Agnes Maxwell MacLeod

Last updated

Agnes Maxwell Macleod (born c. 1783; died 1879) also known as Mrs. Norman Macleod was a Scottish poet. She is best known as the author of the ballad Sound the Pibroch . [1]

Contents

Life

Agnes Maxwell was born on the Isle of Mull, in the Inner Hebrides, the daughter of James Maxwell of Aros, the Duke of Argyll's Chamberlain of Mull and Morvern [2] . In her early youth, she lived with an uncle and aunt in Drumdrissaig, on the western coast of Knapdale.

The Historian Philip Gaskell described the close friendship of Agnes Maxwell with Catherine MacLachlan the eldest daughter of Argyll's tacksman at Rahoy in his book Morvern Transformed. He noted that "Catherine being the eldest girl with many brothers between her and the next sister, was educated six months of the year at home by a governess, and the remaining six other months at Aros, in Mull, with her friend Miss Maxwell (afterwards Mrs Norman Macleod), the governess dividing her time equally between the two households." [2]

When of age, Agnes went to an Edinburgh finishing school, then returned to Mull. She later met the Reverend Norman Macleod, a Church of Scotland minister and married him in 1811.

Agnes’s husband, the Reverend Norman Macleod (1783–1862), was the son of Norman Macleod (1745–1824), the long-serving minister of Morvern, whose home was the manse of Fiunary near Lochaline. According to contemporary memoirs, the Macleod and Maxwell families lived on opposite shores of the Sound of Mull during their youth, and the Fiunary manse was remembered as a large and affectionate household closely connected to the parish [3] .

The importance of Fiunary to the Macleod family is reflected in the poem Farewell to Fiunary by Agnes’s son, Norman Macleod, which was widely sung in both English and Gaelic throughout the Highlands during the nineteenth century [1] .

Agnes’s friend Catherine MacLachlan (1786–1825) married John Sinclair of Lochaline in 1814 and they built Lochaline House next door to the manse of Fiunary. Catherine died in childbirth in 1825 [2] .

Agnes spent the next nearly-sixty years as a minister's wife in Campbeltown, Campsie, and at St Columba Church in Glasgow.
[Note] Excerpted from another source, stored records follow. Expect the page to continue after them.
PR #2030, opened 2022-01-24
IBX-1999: Added pagination to URL Wildcard tab in URL Management

mateuszdebinski:
| Question      | Answer
| ------------- | ---
| Tickets       | [IBX-1999](https://issues.ibexa.co/browse/IBX-1999)
| Bug fix?      | no
| New feature?  | yes/no
| BC breaks?    | no
| Tests pass?   | yes
| Doc needed?   | no

#### Checklist:
- [x] Ready for Code Review

### DIFF
--- a/src/bundle/Resources/views/themes/admin/url_wildcard/list.html.twig
+++ b/src/bundle/Resources/views/themes/admin/url_wildcard/list.html.twig
@@ -73,8 +73,8 @@
                 </tr>
             </thead>
             <tbody>
-                {% if url_wildcards|length %}
-                    {% for url_wildcard in url_wildcards %}
+                {% if pager.currentPageResults|length %}
+                    {% for url_wildcard in pager.currentPageResults %}
                         {% set edit_url = path('ezplatform.url_wildcard.update', {urlWildcardId: url_wildcard.id}) %}
                         <tr>
                             <td class="ez-table__cell ez-table__cell--has-checkbox">
@@ -119,5 +119,15 @@
                 {% endif %}
             </tbody>
         </table>
+    {% if pager.haveToPaginate %}
+        {% include '@ezdesign/ui/pagination.html.twig' with {
+            'pager': pager,
+            'paginaton_params' : pager_options|merge({
+                'routeParams': {
+                    '_fragment': 'ez-tab-link-manager-url-wildcards'
+                }
+            })
+        } %}
+    {% endif %}
     {{ form_end(form) }}
 </section>
--- a/src/bundle/Resources/views/themes/admin/url_wildcard/list.html.twig
+++ b/src/bundle/Resources/views/themes/admin/url_wildcard/list.html.twig
@@ -73,8 +73,16 @@
                 </tr>
             </thead>
             <tbody>
-                {% if pager.currentPageResults|length %}
-                    {% for url_wildcard in pager.currentPageResults %}
+                {% if url_wildcards.count is same as(0) %}
+                    <tr>
+                        <td class="ez-table__cell ez-table__cell--no-content" colspan="5">
+                            <p class="ez-table-no-content mb-0 py-0">
+                                {{ 'url_wildcard.empty'|trans|desc('No URL wildcards.') }}
+                            </p>
+                        </td>
+                    </tr>
+                {% else %}
+                    {% for url_wildcard in url_wildcards %}
                         {% set edit_url = path('ezplatform.url_wildcard.update', {urlWildcardId: url_wildcard.id}) %}
                         <tr>
                             <td class="ez-table__cell ez-table__cell--has-checkbox">
@@ -108,20 +116,12 @@
                             </td>
                         </tr>
                     {% endfor %}
-                {% else %}
-                    <tr>
-                        <td class="ez-table__cell ez-table__cell--no-content" colspan="5">
-                            <p class="ez-table-no-content mb-0 py-0">
-                                {{ 'url_wildcard.empty'|trans|desc('No URL wildcards.') }}
-                            </p>
-                        </td>
-                    </tr>
                 {% endif %}
             </tbody>
         </table>
-    {% if pager.haveToPaginate %}
+    {% if url_wildcards.haveToPaginate %}
         {% include '@ezdesign/ui/pagination.html.twig' with {
-            'pager': pager,
+            'pager': url_wildcards,
             'paginaton_params' : pager_options|merge({
                 'routeParams': {
                     '_fragment': 'ez-tab-link-manager-url-wildcards'
--- a/src/lib/Pagination/Pagerfanta/URLWildcardAdapter.php
+++ b/src/lib/Pagination/Pagerfanta/URLWildcardAdapter.php
@@ -1,0 +1,55 @@
+<?php
+
+/**
+ * @copyright Copyright (C) Ibexa AS. All rights reserved.
+ * @license For full copyright and license information view LICENSE file distributed with this source code.
+ */
+namespace EzSystems\EzPlatformAdminUi\Pagination\Pagerfanta;
+
+use eZ\Publish\API\Repository\URLWildcardService;
+use Pagerfanta\Adapter\AdapterInterface;
+
+/**
+ * Pagerfanta adapter for eZ Publish content search.
+ * Will return results as notification list.
+ */
+class URLWildcardAdapter implements AdapterInterface
+{
+    /** @var \eZ\Publish\API\Repository\URLWildcardService */
+    private $urlWildcardService;
+
+    /** @var int */
+    private $nbResults;
+
+    public function __construct(URLWildcardService $urlWildcardService)
+    {
+        $this->urlWildcardService = $urlWildcardService;
+    }
+
+    /**
+     * Returns the number of results.
+     *
+     * @return int the number of results
+     */
+    public function getNbResults(): int
+    {
+        if ($this->nbResults !== null) {
+            return $this->nbResults;
+        }
+
+        return $this->nbResults = $this->urlWildcardService->countAll();
+    }
+
+    /**
+     * Returns a slice of the results.
+     *
+     * @param int $offset the offset
+     * @param int $length the length
+     *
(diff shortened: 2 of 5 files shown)


konradoboza (approved):

Steveb-p (approved):

src/lib/Tab/URLManagement/URLWildcardsTab.php
```diff
@@ -87,8 +97,20 @@ public function getOrder(): int
...
     {
-        $urlWildcards = $this->urlWildcardService->loadAll();
+        $currentPage = $this->requestStack->getCurrentRequest()->query->getInt(
+            self::PAGINATION_PARAM_NAME, 1
+        );
+        $limit = $this->configResolver->getParameter('pagination.url_wildcards');
+
+        $pagerfanta = new Pagerfanta(
+            new ArrayAdapter(
+                $this->urlWildcardService->loadAll()
```
Steveb-p: Did you know that `URLWildcardService::loadAll()` actually has two parameters that in theory should allow proper pagination? :sweat_smile: 

EDIT: I mean we would still need to allow `COUNT` query to be performed for this to make sense in Handler & Gateway, but it's doable.

mateuszdebinski: and yes and no;), because soon there will be PR that will add a search engine to it, so the loadAll function with these parameters will not be used

as for the count function, you're right, I'll add it in a moment :)

Steveb-p (approved):

konradoboza (approved):

src/bundle/Resources/views/themes/admin/url_wildcard/list.html.twig
```diff
@@ -73,8 +73,8 @@
                 </tr>
             </thead>
             <tbody>
-                {% if url_wildcards|length %}
-                    {% for url_wildcard in url_wildcards %}
+                {% if pager.currentPageResults|length %}
+                    {% for url_wildcard in pager.currentPageResults %}
```
adamwojs:
```suggestion
                    {% for url_wildcard in pager %}
```

Pagerfanta objects are iterable.

src/bundle/Resources/views/themes/admin/url_wildcard/list.html.twig
```diff
@@ -73,8 +73,8 @@
                 </tr>
             </thead>
             <tbody>
-                {% if url_wildcards|length %}
-                    {% for url_wildcard in url_wildcards %}
+                {% if pager.currentPageResults|length %}
```
adamwojs:
```suggestion
                {% if pager|length %}
```

Pagerfanta objects are countable. Also you  use getNbResults method.

src/lib/Pagination/Pagerfanta/URLWildcardAdapter.php
```diff
@@ -0,0 +1,51 @@
...
+/**
+ * @copyright Copyright (C) Ibexa AS. All rights reserved.
+ * @license For full copyright and license information view LICENSE file distributed with this source code.
+ */
+namespace EzSystems\EzPlatformAdminUi\Pagination\Pagerfanta;
+
+use eZ\Publish\API\Repository\URLWildcardService;
+use Pagerfanta\Adapter\AdapterInterface;
+
+class URLWildcardAdapter implements AdapterInterface
```
adamwojs: A) Unit tests are missing
B) Class could be `final`

src/lib/Pagination/Pagerfanta/URLWildcardAdapter.php
```diff
@@ -0,0 +1,51 @@
+<?php
+
+/**
+ * @copyright Copyright (C) Ibexa AS. All rights reserved.
+ * @license For full copyright and license information view LICENSE file distributed with this source code.
+ */
+namespace EzSystems\EzPlatformAdminUi\Pagination\Pagerfanta;
```
adamwojs: Legacy namespace

src/lib/Tab/URLManagement/URLWildcardsTab.php
```diff
@@ -103,7 +125,10 @@ public function renderView(array $parameters): string
         $canManageWildcards = $this->permissionResolver->hasAccess('content', 'urltranslator');
 
         return $this->twig->render('@ezdesign/url_wildcard/list.html.twig', [
-            'url_wildcards' => $urlWildcards,
+            'pager' => $pagerfanta,
```
adamwojs: Could you please keep the old parameter name ?

adamwojs (changes requested):

src/bundle/Resources/views/themes/admin/url_wildcard/list.html.twig
mateuszdebinski: changed to `count is same as(0)` like in another tabs in admin-ui

src/lib/Tests/Pagination/Pagerfanta/URLWildcardAdapterTest.php
```diff
@@ -0,0 +1,81 @@
...
+{
+    /** @var \eZ\Publish\API\Repository\Values\Content\UrlWildcard|\PHPUnit\Framework\MockObject\MockObject */
+    private $urlWildcardService;
+
+    protected function setUp(): void
+    {
+        $this->urlWildcardService = $this->createMock(URLWildcardService::class);
+    }
+
+    public function testGetNbResults()
```
Steveb-p:
```suggestion
    public function testGetNbResults(): void
```

src/lib/Tests/Pagination/Pagerfanta/URLWildcardAdapterTest.php
```diff
@@ -0,0 +1,81 @@
...
+    {
+        $countAll = 5;
+
+        $this->urlWildcardService
+            ->expects($this->once())
+            ->method('countAll')
+            ->with()
```
Steveb-p: Empty `with`, which in practice is an assertion definition, can & should be skipped.
```suggestion
```

src/lib/Tests/Pagination/Pagerfanta/URLWildcardAdapterTest.php
```diff
@@ -0,0 +1,81 @@
...
+            ->willReturn($countAll);
+
+        $adapter = new URLWildcardAdapter($this->urlWildcardService);
+
+        $this->assertEquals(
+            $countAll,
+            $adapter->getNbResults()
```
Steveb-p, line 37: We could also assert that calling `getNbResults` does **NOT** load the results, i.e. `urlWildcardService::loadAll` method is not called. The reverse is true for tests that follow this one: when loading a result slice, we expect method `urlWildcardService::countAll()` to not be called as well.

Additionally, subsequent calls to `$adapter->getNbResults()` should not call the `urlWildcardService::countAll` method, as seen in your implementation where you store the result in property.
(just call the `$adapter->getNbResults()` a second time here, which will trigger the `self::once()` method call counter assertion if mock is called a second time).

src/lib/Tests/Pagination/Pagerfanta/URLWildcardAdapterTest.php
```diff
@@ -0,0 +1,81 @@
...
+        );
+    }
+
+    public function testGetSlice()
```
Steveb-p:
```suggestion
    public function testGetSlice(): void
```

src/lib/Tests/Pagination/Pagerfanta/URLWildcardAdapterTest.php
```diff
@@ -0,0 +1,81 @@
...
+            ->method('loadAll')
+            ->with($offset, $limit)
+            ->willReturn([$this->urlWildcards()]);
+
+        $adapter = new URLWildcardAdapter($this->urlWildcardService);
+
+        $this->assertEquals(
+            [$this->urlWildcards()],
+            $adapter->getSlice($offset, $limit)
+        );
```
Steveb-p: I understand what you want to do here, but in this case the comparison will simply be wrong (albeit it passes tests because the Generators that are actually the only element of the array are identical).

In actuality, the array being compared is:
```php
[
    <Generator>,
];
```
instead of the expected:
```php
[
    <UrlWildcard>,
    <UrlWildcard>,
];
```

What you can do is unpack the Generator:
```suggestion
        $expectedResult = iterator_to_array($this->urlWildcards());
        $this->urlWildcardService
            ->expects($this->once())
            ->method('loadAll')
            ->with($offset, $limit)
            ->willReturn($expectedResult);

        $adapter = new URLWildcardAdapter($this->urlWildcardService);

        $this->assertEquals(
            $expectedResult,
            $adapter->getSlice($offset, $limit)
        );
```
or drop the Generator (`iterable`) entirely and return a simple array in `urlWildcards` method.

Steveb-p (approved):
Tests should be updated, but otherwise than that :+1:

src/lib/Tests/Pagination/Pagerfanta/URLWildcardAdapterTest.php
```diff
@@ -0,0 +1,86 @@
...
+ * @license For full copyright and license information view LICENSE file distributed with this source code.
+ */
+namespace EzSystems\EzPlatformAdminUi\Tests\Pagination\Pagerfanta;
+
+use eZ\Publish\API\Repository\URLWildcardService;
+use eZ\Publish\API\Repository\Values\Content\URLWildcard;
+use Ibexa\AdminUi\Pagination\Pagerfanta\URLWildcardAdapter;
+use PHPUnit\Framework\TestCase;
+
+class URLWildcardAdapterTest extends TestCase
```
Steveb-p:
```suggestion
final class URLWildcardAdapterTest extends TestCase
```

Steveb-p (approved):

adamwojs (approved):

Steveb-p (approved):

bogusez (approved):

Agnes and Norman Macleod had five sons and six daughters. According to the Dictionary of National Biography, the two elder sons, Norman (1812–1872) and Donald, became ministers of the Church of Scotland [4]

Poetry and legacy

Agnes Macleod was the wife of a poet and the mother of poets, and a poet herself. She would go on to write and compile a poetry collection called Songs of the North, that would be edited by her granddaughter Annie Campbell Macleod Wilson, Harold Boulton, and Malcolm Lawson, and which was dedicated to Queen Victoria. [1] One of the songs it contains is Sound the Pibroch , which is about the Jacobite Uprising of 1745, and which has since been recorded by The Corries and many other Scottish folk music bands.

References

  1. 1 2 3 Harvey, William (1897). The Harp of Stirlingshire. Paisley: J. and R. Parlane. pp. 106–107.PD-icon.svg This article incorporates text from this source, which is in the public domain .
  2. 1 2 3 Gaskell, Morvern Transformed, p. 223 to 233
  3. Macleod, Donald (1877). Memoir of Norman Macleod. Macmillan and Co. p. xi. Retrieved 13 January 2026.
  4. "Macleod, Norman (1783-1862)"  . Dictionary of National Biography . Vol. 35. 1893. p. 216-217.